# Fergus Falls, MN - Jd1020



## Chhk (Aug 18, 2017)

Have been considering buying a 1020 John Deere gas it has a clutch problem and I was going to Grease the throwout bearing I was looking at the manule... but I could not find the grease cert. ApparentlyApparently the starter had water in it I clean that up it's spin's and works.
Still not sure how much I should pay for it.
It has a Lund cab,48 loader bucket,3 k back wieght box. I I think it's worth at least 3000 that's my best guess. I do have a video of it I can download and and pic. Anyone willing to talk to me about it I


----------



## Philbilly2 (Aug 25, 2007)

The way that you say 4 foot loader is this a lawn mower?

I am not up to date on the newer lawn mower numbers so I have to ask.

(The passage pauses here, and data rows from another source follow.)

PR #2418, opened 2022-05-30
Expose http client handler

### LINKED ISSUE #2417: Expose HttpClientHandler of the underlying request
Customer would like to override the server certificate validation logic. Since the PR to allow injecting a custom `HttpClient` is on hold, we can consider exposing the `HttpClientHandler` and other components of the underlying request to the public API.

With `HttpWebRequestMessage`, the underlying `HttpWebRequest` is accessible via a public property, making it possible to override some behaviour, including certificate validation.

With `HttpClientRequestMessage`, the underlying request, client and handler are private or internal.

### Assemblies affected

Microsoft.OData.Client 7.11.0

habbes:
### Issues

*This pull request fixes #2417 *

Expose the underyling request components of a `HttpClientRequestMessage` to provide more opportunities for customers to override or customize request behaviour (e.g. certificate validation).

### Description

- Makes `HttpClientRequestMessage.HttpRequestMessage` public
- Add public property `HttpClientRequestMessage.HttpClientHandler`

- [ ] *Test cases added*

### Additional work necessary

### DIFF
--- a/src/Microsoft.OData.Client/Serialization/HttpClientRequestMessage.cs
+++ b/src/Microsoft.OData.Client/Serialization/HttpClientRequestMessage.cs
@@ -207,6 +207,17 @@ namespace Microsoft.OData.Client
 #endif
 
         /// <summary>
+        /// Returns the underlying <see cref="HttpClientHandler"/>.
+        /// </summary>
+        public HttpClientHandler HttpClientHandler
+        {
+            get
+            {
+                return _handler;
+            }
+        }
+
+        /// <summary>
         /// Returns the value of the header with the given name.
         /// </summary>
         /// <param name="headerName">Name of the header.</param>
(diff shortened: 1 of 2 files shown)


xuzhg (approved):

src/Microsoft.OData.Client/Serialization/HttpClientRequestMessage.cs
```diff
@@ -206,6 +206,17 @@ public override bool SendChunked
         }
 #endif
 
+        /// <summary>
+        /// Returns the underlying <see cref="HttpClientHandler"/>.
+        /// </summary>
+        public HttpClientHandler HttpClientHandler
```
corranrogue9, line 212: Having conversation offline for privacy, but adding it here so we don't lose track: these types implement `IDisposable`. We probably should not be exposing them.

corranrogue9 (changes requested):
We really need to address this `IDisposable` issue

habbes:
Closing this PR since it has been superseded by: https://github.com/OData/odata.net/pull/2418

1020 was a very small ag tractor back in the 60's and 70's. Is that what we are working with?


----------



## Chhk (Aug 18, 2017)

Philbilly2 said:


> The way that you say 4 foot loader is this a lawn mower?
> 
> I am not up to date on the newer lawn mower numbers so I have to ask.
> 
> 1020 was a very small ag tractor back in the 60's and 70's. Is that what we are working with?


----------



## Chhk (Aug 18, 2017)

The 1020 John Deere is a small utility tractor built in the 1972 it has a loader 48 on it John Deere. This one has a gas engine it also came with a diesel engine. It's approximately 35 horsepower 3 cylinder engine


----------



## Randall Ave (Oct 29, 2014)

It runs, drives, and everything works?


----------



## dieselss (Jan 3, 2008)

Chhk said:


> it has a clutch problem and I was going to Grease the throwout bearing I was looking at the manule... but I could not find the grease cert.


This..



Randall Ave said:


> t runs, drives, and everything works?


Thinking no drive cause see above


----------



## Chhk (Aug 18, 2017)

Good question..so far I haven't ran it only told so.i helped clean starter had water in it..told clutch release problem.wheels look decent,no bad leaks static.,
Can I say.. if its. all runs well fuel system intact,good hoses antifreeze.oil looks good.am I fare to say it's 3 k to 4 k? Then add loader has few issues 3 welded spots bent bucket,no edge .$500+. Also has cab rusty many ways


----------



## Randall Ave (Oct 29, 2014)

dieselss said:


> This..
> 
> Thinking no drive cause see above


I probably missed it. This heat is getting to me today.


----------



## Randall Ave (Oct 29, 2014)

Chhk said:


> Good question..so far I haven't ran it only told so.i helped clean starter had water in it..told clutch release problem.wheels look decent,no bad leaks static.,
> Can I say.. if its. all runs well fuel system intact,good hoses antifreeze.oil looks good.am I fare to say it's 3 k to 4 k? Then add loader has few issues 3 welded spots bent bucket,no edge .$500+. Also has cab rusty many ways


If you put up a few pictures of the beast. You will get some better results. But if it's as old as you say, it ain't worth much, just my opinion.


----------



## Philbilly2 (Aug 25, 2007)

10 4 we are on the same page now. Yes, I know the 1020 well. They were a great little tractor to replace the narrow fronts. 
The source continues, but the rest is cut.